* _Problem to solve_
Within the material below, transcribe exactly the lines from the one holding "PR #42, opened 2018-10-04" through the one holding "Try to hit the", keeping both ends and skipping the rest.

* _Material supplied_
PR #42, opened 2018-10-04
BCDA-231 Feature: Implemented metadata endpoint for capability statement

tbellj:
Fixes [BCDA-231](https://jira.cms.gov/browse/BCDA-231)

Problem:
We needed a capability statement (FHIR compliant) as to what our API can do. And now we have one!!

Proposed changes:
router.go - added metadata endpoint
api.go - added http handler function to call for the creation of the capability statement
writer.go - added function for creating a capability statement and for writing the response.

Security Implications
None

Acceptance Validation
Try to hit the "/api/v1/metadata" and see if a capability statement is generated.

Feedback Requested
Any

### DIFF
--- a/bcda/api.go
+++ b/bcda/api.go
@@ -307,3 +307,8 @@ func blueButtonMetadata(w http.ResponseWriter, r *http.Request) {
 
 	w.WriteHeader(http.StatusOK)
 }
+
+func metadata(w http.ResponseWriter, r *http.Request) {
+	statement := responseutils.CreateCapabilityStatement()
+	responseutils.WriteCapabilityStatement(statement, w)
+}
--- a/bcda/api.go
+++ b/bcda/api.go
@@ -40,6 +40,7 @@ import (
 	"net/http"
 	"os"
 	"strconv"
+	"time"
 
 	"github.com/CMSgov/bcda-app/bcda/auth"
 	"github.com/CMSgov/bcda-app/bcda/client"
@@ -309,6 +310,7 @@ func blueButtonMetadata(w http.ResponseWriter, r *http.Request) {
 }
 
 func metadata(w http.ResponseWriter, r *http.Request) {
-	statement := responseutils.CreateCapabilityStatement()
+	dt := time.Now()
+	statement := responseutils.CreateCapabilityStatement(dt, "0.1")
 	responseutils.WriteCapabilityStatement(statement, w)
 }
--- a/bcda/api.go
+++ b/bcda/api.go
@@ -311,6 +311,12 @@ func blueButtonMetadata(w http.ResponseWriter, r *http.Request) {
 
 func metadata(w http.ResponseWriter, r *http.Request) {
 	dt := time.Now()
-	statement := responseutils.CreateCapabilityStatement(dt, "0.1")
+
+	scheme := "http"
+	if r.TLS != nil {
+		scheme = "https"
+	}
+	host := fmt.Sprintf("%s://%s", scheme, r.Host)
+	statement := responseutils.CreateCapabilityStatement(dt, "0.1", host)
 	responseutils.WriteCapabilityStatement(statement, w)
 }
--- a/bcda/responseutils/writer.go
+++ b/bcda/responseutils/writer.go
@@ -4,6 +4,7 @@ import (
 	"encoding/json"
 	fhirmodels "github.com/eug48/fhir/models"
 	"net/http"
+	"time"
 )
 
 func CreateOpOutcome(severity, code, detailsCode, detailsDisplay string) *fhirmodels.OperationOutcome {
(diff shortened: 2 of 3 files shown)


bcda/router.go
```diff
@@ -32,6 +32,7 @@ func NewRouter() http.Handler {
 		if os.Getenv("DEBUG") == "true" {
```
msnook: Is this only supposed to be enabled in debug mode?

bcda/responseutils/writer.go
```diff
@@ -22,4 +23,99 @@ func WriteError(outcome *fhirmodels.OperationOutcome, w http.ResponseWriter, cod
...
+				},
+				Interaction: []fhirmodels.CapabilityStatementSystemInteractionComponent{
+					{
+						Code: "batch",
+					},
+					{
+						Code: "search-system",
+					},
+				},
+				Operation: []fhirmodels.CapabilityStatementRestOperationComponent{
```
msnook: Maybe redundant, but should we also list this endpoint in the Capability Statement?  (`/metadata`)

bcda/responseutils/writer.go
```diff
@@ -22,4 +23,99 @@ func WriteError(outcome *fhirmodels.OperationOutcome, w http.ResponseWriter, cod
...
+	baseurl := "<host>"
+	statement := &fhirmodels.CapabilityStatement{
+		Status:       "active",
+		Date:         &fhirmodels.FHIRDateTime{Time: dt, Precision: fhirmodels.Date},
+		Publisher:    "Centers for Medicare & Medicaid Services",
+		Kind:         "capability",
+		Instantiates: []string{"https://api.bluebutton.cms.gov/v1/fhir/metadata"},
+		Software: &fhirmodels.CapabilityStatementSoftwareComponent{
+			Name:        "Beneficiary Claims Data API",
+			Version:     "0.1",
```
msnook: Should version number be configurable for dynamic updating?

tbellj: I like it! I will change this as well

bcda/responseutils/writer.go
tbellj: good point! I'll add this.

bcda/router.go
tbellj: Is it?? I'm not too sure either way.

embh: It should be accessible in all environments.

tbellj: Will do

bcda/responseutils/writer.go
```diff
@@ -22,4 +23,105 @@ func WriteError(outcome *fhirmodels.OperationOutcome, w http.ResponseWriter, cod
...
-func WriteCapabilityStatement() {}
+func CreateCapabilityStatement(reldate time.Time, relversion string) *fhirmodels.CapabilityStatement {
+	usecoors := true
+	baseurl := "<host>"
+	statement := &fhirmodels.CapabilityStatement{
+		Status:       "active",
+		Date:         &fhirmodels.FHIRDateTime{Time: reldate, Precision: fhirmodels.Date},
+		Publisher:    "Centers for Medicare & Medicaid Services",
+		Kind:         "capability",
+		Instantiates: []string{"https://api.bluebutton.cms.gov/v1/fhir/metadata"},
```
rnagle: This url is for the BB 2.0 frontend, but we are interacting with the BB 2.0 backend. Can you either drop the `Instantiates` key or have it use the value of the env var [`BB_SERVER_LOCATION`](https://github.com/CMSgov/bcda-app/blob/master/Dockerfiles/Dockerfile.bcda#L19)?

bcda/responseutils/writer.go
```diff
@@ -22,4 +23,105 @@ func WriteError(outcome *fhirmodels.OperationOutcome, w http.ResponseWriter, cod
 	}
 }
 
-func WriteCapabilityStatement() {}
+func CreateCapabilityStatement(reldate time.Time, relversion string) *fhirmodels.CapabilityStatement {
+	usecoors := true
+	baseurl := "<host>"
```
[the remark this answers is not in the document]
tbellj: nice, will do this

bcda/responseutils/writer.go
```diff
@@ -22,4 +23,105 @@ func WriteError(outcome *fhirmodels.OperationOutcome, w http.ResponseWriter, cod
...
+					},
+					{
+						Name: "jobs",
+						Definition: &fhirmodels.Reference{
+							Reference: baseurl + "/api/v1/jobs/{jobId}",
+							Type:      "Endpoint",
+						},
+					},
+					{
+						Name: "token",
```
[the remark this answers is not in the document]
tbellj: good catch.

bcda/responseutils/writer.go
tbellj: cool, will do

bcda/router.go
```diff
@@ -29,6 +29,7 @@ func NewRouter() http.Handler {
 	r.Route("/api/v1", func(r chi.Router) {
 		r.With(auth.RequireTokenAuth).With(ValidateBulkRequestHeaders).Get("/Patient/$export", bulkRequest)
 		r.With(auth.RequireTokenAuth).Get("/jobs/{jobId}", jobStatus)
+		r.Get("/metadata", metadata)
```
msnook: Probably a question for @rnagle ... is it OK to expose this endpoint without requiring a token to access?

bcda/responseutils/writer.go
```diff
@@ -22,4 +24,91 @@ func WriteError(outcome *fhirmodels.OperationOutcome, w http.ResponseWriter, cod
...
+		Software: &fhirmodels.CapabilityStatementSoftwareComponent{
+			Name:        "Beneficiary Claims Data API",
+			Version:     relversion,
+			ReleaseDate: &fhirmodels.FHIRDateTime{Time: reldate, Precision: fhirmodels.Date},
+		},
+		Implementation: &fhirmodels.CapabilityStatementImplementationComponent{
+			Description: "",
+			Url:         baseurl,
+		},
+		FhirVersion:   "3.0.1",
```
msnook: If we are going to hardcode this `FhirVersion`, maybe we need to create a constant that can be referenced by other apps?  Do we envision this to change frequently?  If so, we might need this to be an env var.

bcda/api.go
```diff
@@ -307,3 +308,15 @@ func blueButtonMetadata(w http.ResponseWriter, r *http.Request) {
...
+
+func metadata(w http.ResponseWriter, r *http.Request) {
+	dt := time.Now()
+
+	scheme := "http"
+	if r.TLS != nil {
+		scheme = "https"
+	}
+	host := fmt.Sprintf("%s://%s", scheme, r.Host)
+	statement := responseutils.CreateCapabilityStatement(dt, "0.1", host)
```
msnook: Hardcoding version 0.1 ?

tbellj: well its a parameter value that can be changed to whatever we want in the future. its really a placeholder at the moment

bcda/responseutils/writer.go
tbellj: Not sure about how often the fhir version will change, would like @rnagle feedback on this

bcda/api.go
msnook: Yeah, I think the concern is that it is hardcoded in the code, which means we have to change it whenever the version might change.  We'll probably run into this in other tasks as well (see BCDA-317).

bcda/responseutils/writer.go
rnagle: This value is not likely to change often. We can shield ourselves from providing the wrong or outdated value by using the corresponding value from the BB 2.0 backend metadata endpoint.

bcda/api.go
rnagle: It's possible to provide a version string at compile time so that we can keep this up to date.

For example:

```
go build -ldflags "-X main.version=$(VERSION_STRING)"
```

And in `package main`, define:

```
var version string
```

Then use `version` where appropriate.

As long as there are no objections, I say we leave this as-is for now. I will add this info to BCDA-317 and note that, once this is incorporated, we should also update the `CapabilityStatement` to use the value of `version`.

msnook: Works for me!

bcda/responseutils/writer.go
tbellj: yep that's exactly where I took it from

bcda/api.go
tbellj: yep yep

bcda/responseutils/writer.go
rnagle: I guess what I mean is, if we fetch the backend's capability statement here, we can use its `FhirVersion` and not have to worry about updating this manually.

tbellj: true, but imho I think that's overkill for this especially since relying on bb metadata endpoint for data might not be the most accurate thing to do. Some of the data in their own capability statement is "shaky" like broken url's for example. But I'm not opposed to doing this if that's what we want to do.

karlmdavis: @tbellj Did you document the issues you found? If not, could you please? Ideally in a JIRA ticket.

--

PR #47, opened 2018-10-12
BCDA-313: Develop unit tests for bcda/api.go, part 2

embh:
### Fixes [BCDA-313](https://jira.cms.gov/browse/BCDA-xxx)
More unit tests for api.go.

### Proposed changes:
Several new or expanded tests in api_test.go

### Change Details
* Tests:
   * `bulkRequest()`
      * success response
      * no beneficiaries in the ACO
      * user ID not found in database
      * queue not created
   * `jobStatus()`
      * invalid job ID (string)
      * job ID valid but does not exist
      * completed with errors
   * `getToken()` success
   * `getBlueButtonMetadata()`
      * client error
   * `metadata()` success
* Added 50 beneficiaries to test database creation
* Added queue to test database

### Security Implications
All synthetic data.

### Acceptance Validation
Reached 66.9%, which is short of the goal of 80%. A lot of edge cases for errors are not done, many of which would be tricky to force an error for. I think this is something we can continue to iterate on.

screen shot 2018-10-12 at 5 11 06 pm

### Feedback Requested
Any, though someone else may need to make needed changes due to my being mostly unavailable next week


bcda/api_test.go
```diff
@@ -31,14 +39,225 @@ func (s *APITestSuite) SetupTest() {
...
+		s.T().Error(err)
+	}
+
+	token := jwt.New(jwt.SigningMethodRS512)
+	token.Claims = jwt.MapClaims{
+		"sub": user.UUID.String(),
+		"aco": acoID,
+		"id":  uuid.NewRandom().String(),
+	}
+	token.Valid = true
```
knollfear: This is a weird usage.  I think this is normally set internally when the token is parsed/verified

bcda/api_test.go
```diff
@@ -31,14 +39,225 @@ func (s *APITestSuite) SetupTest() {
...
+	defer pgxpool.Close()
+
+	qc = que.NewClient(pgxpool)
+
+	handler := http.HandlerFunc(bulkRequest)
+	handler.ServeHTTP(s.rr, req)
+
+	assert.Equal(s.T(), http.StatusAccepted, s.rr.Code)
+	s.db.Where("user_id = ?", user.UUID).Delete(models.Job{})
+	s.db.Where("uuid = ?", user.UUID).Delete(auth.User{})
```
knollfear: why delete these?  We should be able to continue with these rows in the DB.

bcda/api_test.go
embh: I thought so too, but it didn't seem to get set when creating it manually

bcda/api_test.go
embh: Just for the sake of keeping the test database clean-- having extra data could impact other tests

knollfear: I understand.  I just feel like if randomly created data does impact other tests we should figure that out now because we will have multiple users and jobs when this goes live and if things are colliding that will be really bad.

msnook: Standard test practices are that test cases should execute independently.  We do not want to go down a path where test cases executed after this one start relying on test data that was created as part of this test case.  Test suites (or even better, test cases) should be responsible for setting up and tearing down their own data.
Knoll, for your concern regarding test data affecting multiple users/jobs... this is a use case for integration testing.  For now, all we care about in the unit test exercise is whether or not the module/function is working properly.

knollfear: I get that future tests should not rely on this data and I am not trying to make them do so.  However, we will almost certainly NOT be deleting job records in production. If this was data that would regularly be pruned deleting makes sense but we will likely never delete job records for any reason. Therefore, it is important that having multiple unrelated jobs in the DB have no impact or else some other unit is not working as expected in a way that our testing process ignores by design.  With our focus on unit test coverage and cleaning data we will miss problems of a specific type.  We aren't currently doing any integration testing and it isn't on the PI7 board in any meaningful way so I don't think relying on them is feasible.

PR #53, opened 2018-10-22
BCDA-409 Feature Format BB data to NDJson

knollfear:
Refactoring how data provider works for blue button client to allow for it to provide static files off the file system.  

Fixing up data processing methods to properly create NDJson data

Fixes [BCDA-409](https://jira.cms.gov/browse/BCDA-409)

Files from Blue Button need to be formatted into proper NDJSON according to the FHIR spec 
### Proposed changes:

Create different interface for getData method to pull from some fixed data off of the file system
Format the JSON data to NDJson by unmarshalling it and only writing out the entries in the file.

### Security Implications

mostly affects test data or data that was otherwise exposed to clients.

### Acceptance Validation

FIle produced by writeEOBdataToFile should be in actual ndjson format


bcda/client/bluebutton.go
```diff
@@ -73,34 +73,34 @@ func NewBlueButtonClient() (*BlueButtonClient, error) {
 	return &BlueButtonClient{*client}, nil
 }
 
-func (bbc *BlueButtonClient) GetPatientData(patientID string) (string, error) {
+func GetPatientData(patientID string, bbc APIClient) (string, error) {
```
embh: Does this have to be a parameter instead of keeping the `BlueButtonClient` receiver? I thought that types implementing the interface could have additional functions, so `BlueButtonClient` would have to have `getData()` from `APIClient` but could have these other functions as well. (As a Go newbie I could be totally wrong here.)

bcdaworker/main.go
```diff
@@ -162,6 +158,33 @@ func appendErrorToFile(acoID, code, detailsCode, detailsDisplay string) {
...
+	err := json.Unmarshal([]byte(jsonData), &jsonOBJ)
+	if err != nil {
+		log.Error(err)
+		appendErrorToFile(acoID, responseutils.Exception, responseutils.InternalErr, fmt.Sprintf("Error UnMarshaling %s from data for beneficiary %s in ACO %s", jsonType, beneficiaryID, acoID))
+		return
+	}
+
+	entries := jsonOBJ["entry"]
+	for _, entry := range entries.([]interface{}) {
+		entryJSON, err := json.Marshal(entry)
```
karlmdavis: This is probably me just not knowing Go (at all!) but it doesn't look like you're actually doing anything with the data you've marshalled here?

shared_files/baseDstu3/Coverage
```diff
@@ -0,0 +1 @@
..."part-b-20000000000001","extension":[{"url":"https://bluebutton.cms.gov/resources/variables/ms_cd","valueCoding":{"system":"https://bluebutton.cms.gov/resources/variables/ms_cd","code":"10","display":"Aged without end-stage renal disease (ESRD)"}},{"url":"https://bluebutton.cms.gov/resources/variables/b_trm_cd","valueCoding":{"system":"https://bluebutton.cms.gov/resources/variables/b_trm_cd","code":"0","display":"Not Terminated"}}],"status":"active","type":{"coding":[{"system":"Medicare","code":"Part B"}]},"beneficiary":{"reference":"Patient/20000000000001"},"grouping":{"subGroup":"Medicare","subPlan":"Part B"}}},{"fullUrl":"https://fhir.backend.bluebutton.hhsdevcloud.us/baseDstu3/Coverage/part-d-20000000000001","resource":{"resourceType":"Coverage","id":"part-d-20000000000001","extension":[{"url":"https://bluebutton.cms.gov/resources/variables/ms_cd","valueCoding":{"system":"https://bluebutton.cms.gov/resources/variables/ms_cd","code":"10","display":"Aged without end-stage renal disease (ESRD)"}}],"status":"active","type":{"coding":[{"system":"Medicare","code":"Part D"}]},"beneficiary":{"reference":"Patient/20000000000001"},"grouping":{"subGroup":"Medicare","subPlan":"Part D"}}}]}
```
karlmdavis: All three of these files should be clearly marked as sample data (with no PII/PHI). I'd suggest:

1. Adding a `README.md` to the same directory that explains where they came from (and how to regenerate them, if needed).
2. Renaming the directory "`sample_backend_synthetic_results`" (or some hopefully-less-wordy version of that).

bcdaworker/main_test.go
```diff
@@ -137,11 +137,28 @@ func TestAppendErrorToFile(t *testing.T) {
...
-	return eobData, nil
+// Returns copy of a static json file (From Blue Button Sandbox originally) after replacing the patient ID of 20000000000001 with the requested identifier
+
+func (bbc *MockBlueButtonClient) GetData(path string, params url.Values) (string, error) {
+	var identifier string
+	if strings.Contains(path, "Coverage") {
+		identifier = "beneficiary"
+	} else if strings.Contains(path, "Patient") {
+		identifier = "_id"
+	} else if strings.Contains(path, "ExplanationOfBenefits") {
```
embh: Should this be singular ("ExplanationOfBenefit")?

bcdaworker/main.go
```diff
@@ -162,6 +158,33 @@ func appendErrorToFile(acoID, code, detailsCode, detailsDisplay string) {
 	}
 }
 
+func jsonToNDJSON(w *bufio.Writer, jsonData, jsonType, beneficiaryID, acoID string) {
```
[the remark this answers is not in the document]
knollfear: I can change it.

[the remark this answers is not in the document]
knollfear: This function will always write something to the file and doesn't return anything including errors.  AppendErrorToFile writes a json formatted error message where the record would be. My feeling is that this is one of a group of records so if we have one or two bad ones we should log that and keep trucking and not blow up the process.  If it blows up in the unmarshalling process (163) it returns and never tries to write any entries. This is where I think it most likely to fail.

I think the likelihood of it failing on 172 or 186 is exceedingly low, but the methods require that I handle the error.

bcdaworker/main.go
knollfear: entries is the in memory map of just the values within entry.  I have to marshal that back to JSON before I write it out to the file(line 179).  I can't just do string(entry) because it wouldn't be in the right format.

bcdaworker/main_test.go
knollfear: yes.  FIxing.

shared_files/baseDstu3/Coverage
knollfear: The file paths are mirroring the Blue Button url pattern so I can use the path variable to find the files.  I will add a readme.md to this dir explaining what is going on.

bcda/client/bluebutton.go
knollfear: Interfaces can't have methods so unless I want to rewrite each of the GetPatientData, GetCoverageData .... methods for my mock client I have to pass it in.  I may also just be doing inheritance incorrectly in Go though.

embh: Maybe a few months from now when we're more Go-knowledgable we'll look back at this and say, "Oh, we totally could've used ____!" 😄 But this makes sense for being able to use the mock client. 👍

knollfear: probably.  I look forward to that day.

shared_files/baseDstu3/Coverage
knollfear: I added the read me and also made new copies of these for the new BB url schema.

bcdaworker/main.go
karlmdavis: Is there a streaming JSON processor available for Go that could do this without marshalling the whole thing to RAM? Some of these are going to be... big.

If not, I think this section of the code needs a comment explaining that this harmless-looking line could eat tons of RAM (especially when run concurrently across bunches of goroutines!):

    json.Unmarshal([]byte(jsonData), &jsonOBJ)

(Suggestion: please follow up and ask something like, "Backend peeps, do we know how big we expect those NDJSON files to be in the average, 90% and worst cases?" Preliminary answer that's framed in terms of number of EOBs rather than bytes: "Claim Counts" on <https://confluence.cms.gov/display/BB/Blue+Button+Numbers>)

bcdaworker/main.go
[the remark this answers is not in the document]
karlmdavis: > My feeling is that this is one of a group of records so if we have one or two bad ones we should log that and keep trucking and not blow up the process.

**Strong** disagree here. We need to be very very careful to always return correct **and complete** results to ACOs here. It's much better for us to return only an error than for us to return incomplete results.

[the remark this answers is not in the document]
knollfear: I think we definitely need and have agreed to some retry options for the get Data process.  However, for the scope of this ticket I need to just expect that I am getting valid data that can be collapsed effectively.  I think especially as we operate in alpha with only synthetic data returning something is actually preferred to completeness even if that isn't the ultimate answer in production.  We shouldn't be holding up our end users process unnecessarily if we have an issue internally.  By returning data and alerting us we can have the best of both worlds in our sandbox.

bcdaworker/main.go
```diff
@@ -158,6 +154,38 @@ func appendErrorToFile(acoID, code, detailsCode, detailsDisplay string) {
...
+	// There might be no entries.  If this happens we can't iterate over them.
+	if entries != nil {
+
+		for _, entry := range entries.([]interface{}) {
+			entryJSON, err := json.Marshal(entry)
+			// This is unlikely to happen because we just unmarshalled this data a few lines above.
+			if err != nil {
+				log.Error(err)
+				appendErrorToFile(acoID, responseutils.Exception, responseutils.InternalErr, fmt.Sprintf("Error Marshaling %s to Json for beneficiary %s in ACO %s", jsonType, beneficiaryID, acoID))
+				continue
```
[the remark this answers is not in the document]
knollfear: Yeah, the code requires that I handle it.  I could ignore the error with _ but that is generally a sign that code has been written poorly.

* _Exercise result_
PR #42, opened 2018-10-04
BCDA-231 Feature: Implemented metadata endpoint for capability statement

tbellj:
Fixes [BCDA-231](https://jira.cms.gov/browse/BCDA-231)

Problem:
We needed a capability statement (FHIR compliant) as to what our API can do. And now we have one!!

Proposed changes:
router.go - added metadata endpoint
api.go - added http handler function to call for the creation of the capability statement
writer.go - added function for creating a capability statement and for writing the response.

Security Implications
None

Acceptance Validation
Try to hit the "/api/v1/metadata" and see if a capability statement is generated.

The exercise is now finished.